Weekly Reflection September 5, 2021

September 5, 2021
Twenty-Third Sunday In Ordinary Time
‘Labor Day’

 
On this three day weekend Americans celebrate the unofficial end of summer with cookouts, a final day at the pool or the last summer getaway. Starting on Tuesday, it is back to whatever our normal is at the present time; be it school, work, home or church. However, before that day our country set aside one day to recognize the value of the worker and the right of a person to work.

The first Labor Day was celebrated on Tuesday, September 5, 1882 in New York City when over 10,000 workers took an unpaid day off and marched from City Hall to Union Square. The next decade was marked by massive unrest. In the late 1800’s the average American worked twelve hour days and seven days a week just to eke out a basic living. Children, as young as five years old, toiled in mills, factories and mines for pittance. In response to such horrid work conditions employees began to organize strikes and rallies to renegotiate hours, pay and work conditions. Many of these events turned violent as employers attempted to break the newly founded unions.

In June of 1894, in an attempt to repair ties with the American worker, Congress passed an act and President Grover Cleveland signed into a law, making the first Monday in September an official, legal holiday which became known as Labor Day.

The Roman Catholic Church has long been a supporter of the worker and their right to work as manifested in Pope Leo XII’s encyclical letter “Rerum Novarum” in 1891, “Quadragesimo Anno” by Pope Pius XI in 1931 and “Gaudium Et Spes” in 1965. In “Laborem Exercens” (Meaning “Of Human Work”) St. John Paul II wrote, “Man must work, both because the Creator has commanded it and because of his own humanity, which requires work in order to be maintained and developed. Man must work out of regard for others, especially his own family, but also for the society he belongs to, the country of which he is a child, and the whole human family of which he is a member.” (St. John Paul II On Human Work (Laborem Exercens no. 16).
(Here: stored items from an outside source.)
PR #3544, opened 2025-07-30
Fix some Surface and Window tests on SDL3

Starbuck5:
Tested in combination with #3428 and #3435.

Before
Surface: FAILED (failures=6, errors=98, skipped=2)
Window: FAILED (errors=7)

After
Surface: FAILED (failures=10, errors=19, skipped=2)
Window: FAILED (errors=5)

PR #3549, opened 2025-08-04
Fix font test segfault on SDL3

Starbuck5:
Tested in combination with https://github.com/pygame-community/pygame-ce/pull/3428 and https://github.com/pygame-community/pygame-ce/pull/3544

EDIT: removed extremely misleading AI summary

### DIFF
--- a/src_c/font.c
+++ b/src_c/font.c
@@ -1210,6 +1210,17 @@ font_dealloc(PyFontObject *self)
 {
     TTF_Font *font = PyFont_AsFont(self);
     if (font && font_initialized) {
+        // In SDL3_ttf, it seems that closing a font after its library was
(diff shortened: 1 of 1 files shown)


ankith26:
@coderabbitai full review

Starbuck5:
For reviewers, this PR is still ready for review. I have looked over the coderabbit comments and none of them are valid or need to be done.

ankith26 (approved):
For now I think this is good enough, fixing a segfault should be a priority and this PR does that. Once our SDL3 support is more mature we could investigate into the edge case (quit not in the same general) and see if there's a memory leak and then plan a fix (probably keeping track of all open fonts on our side and closing stuff manually on quit might be needed?)

PR #3550, opened 2025-08-04
Fix rwops and some image stuff on SDL3

ankith26:
- Fixes image saving return code handling.
- `SDL_INIT_INTERFACE` needs to be used on a `SDL_IOStreamInterface` interface.
- As a result of the above issue we were going into the error handling path where `_pg_rw_close` already does `PyMem_Free(helper);`, resulting in a double free.

With these changes all `imageext` tests pass and some failing `image` tests are also passing now.


JoKing-1999:
Can you do it like this https://github.com/pygame-community/pygame-ce/pull/3515 (without adding new #if SDL_VERSION)

ankith26:
I can do that but I don't see the need for doing it for functions that are used only once.

PR #3556, opened 2025-08-10
Add Sound.copy and Sound.__copy__

oddbookworm:
I added https://github.com/Borishkof as a co-author because I took the test and tweaked the docs from their old pull request


oddbookworm:
image

ankith26:
@coderabbitai full review

src_c/mixer.c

The United States Conference of Catholic Bishops in the “A Catholic Framework for Economic Life” no. 5, states, “All people have the right to economic initiative, to productive work, to just wages and benefits, to decent working conditions.”

And the foundation of all these writings are the words of our Lord Jesus Christ, “You shall love your neighbor as yourself.” It is not a suggestion, but a commandment. It is also a blueprint for how we treat our co-workers, those who serve us, those who labor on our behalf and those who work for the benefit of others.

May Monday be a day of prayer, thanksgiving and gratitude for all who labor.